§ Your instructions
A single number is required: how many lines in the records below contain "execute".
═════ Entries shown
Issue #3587, opened 2026-02-24
Run hip-tests and opencl on Windows through PAL and ROCR


jayhawk-commits:
To help with the transition of running HIP on Windows via ROCR, there will be a period where hip-tests for Windows will run once through PAL and once through ROCR. This is controlled through the environment variable `GPU_ENABLE_PAL` being set to 1 or 0.

First step: Have hip-tests on Windows run with the flag set to 1, and then run again with the flag set to 0. This can be separated as two jobs. The PAL result can be used for pass/fail, while the ROCR result can be informational.

Once parity is achieved, the version used for the pass/fail signal can be reversed.

AmosLewis:
[Windows::release / Test gfx110X-all / Test hip-tests (PAL) / Test hip-tests (PAL) (shard 1/4) (gfx110X-all)](https://github.com/ROCm/TheRock/actions/runs/24722329856/job/72386788882?pr=4700#logs) fail on today 0421 bump. It supposed to pass https://github.com/ROCm/TheRock/pull/4700

New issue filed here https://github.com/ROCm/rocm-systems/issues/5260

AmosLewis:
still block https://github.com/ROCm/TheRock/pull/4760 and https://github.com/ROCm/TheRock/pull/4761

ScottTodd:
> still block [#4760](https://github.com/ROCm/TheRock/pull/4760) and [#4761](https://github.com/ROCm/TheRock/pull/4761)

Huh? This issue tracks adding new testing. If there are issues with the tests, that should be tracked separately - feature requests do not block regular development work, bugs do.

araravik-psd:
seeing bump failure timeouts for hip-tests https://github.com/ROCm/TheRock/actions/runs/25194856323/job/73885804350

Do we know this timeout failure is also related to the above Windows issue?

@jayhawk-commits

jayhawk-commits:
> seeing bump failure timeouts for hip-tests https://github.com/ROCm/TheRock/actions/runs/25194856323/job/73885804350
> 
> Do we know this timeout failure is also related to the above Windows issue?
> 
> [@jayhawk-commits](https://github.com/jayhawk-commits)

The run you linked is on Linux. The change doesn't apply to Linux. Default behaviour on TheRock has also been updated, so that the Windows hip-tests ROCR paths is opt-in and off by default.

agunashe:
ROCR backend testing needs new 26.20 internal mainline drivers to test the AQL path.
[...]

PR #3593, opened 2026-02-24
Windows hip-tests: Run twice - PAL (pass/fail) and ROCR (informational)

jayhawk-commits:
**Summary**  
hip-tests on Windows run twice for CI: once with **PAL** (pass/fail) and once with **ROCR** (informational), controlled by `GPU_ENABLE_PAL=1` and `0` as described in #3587.

**Technical Details**
- **Single job, matrix-driven:** When `test_artifacts` is run; the test matrix is extended in `fetch_test_configurations.py` so that on Windows the hip-tests component becomes two entries: **hip-tests (PAL)** and **hip-tests (ROCR)**.
- **PAL:** `gpu_enable_pal: "1"`, no `expect_failure`, job result is used for pass/fail.
- **ROCR:** `gpu_enable_pal: "0"`, `expect_failure: true`, same job type but `continue-on-error`, so failures are informational.
- `GPU_ENABLE_PAL` is set in the Test step from the component (matrix). Only the two hip-tests entries set it; other components leave it empty, as it does not affect their execution. In the future, OpenCL tests will also read this.

**Future**  
When ROCR is ready for pass/fail, swap which entry has `expect_failure` (and optionally job names) in `fetch_test_configurations.py`.


jayhawk-commits:
The splitting of hip-tests into two jobs, just on Windows, is working. The `env` is set correctly and toggled between the two cases. However, I see a lot of test failures on the Windows gfx1151 runs.

jayhawk-commits:
I will wait for rocm-systems submodule update to see if it resolves the issue with the hip-tests on ROCR job.

agunashe:
> I will wait for rocm-systems submodule update to see if it resolves the issue with the hip-tests on ROCR job.

https://github.com/ROCm/TheRock/actions/runs/22368278729/job/64870824855?pr=3593 - ROCr backend didnt execute anything. Something else is missing, will try out locally first and keep you updated

jayhawk-commits:
> > I will wait for rocm-systems submodule update to see if it resolves the issue with the hip-tests on ROCR job.
> 
> https://github.com/ROCm/TheRock/actions/runs/22368278729/job/64870824855?pr=3593 - ROCr backend didnt execute anything. Something else is missing, will try out locally first and keep you updated

Yes, my suspicion is that rocm-systems in TheRock is missing updates for hip on ROCR Windows support.

geomin12 (commented):
i am sure you are aware, but tests fail :( 

but overall, lgtm

jayhawk-commits:
It appears further changes are required on rocm-systems to support the Windows ROCR path, but the workflow changes in this PR behave as expected and will be ready when rocm-systems is set.

idass1990:
updating branch as it looks like actions scripts are outdated..

agunashe:
Pulling in all changes from Rock - users/agunashe/pal_static_rocr_both branch (https://github.com/ROCm/TheRock/pull/4044)
tot - 46d27745e1c0fc314e99cf00ff1b9c3074322935

4044 verified the default PAL backend works. This current PR 3593 will test both PAL and ROCr backends independently.

jayhawk-commits:
Behaviour seems fine now. Both ROCR and PAL cases run on Windows. ROCR has some failures, which is expected at this phase and is only informational.

build_tools/github_actions/fetch_test_configurations.py
```diff
@@ -577,6 +577,45 @@ def run():
...
+            # Hip-tests on Windows run twice: PAL (pass/fail) and ROCR (informational)
+            # for parity tracking until ROCR is the pass/fail path. See:
+            # https://github.com/ROCm/TheRock/issues/3587
+            if key == "hip-tests" and platform == "windows":
+                base = selected_matrix[key]
+                total_shards = base.get("total_shards_dict", {}).get(platform, 1)
+                if test_type == "quick":
+                    total_shards = 1
+                shard_arr = list(range(1, total_shards + 1))
+
```
idass1990, line 590: a note from my agent review:

_pal_entry/rocr_entry duplicate base fields manually. This is a deliberate choice that avoids accidentally carrying future fields. The trade-off is that any new field added to the hip-tests matrix config must be 
  manually added to both entries. Worth a comment or a note in the migration TODO._

idass1990: many fields are common, could have a shared entry and append rocr/pal specific fields to it... no fuctional impact, could be a future clean-up task.

jayhawk-commits: Yes. The duplication was intentional.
══════════
§ Answer to this exercise
2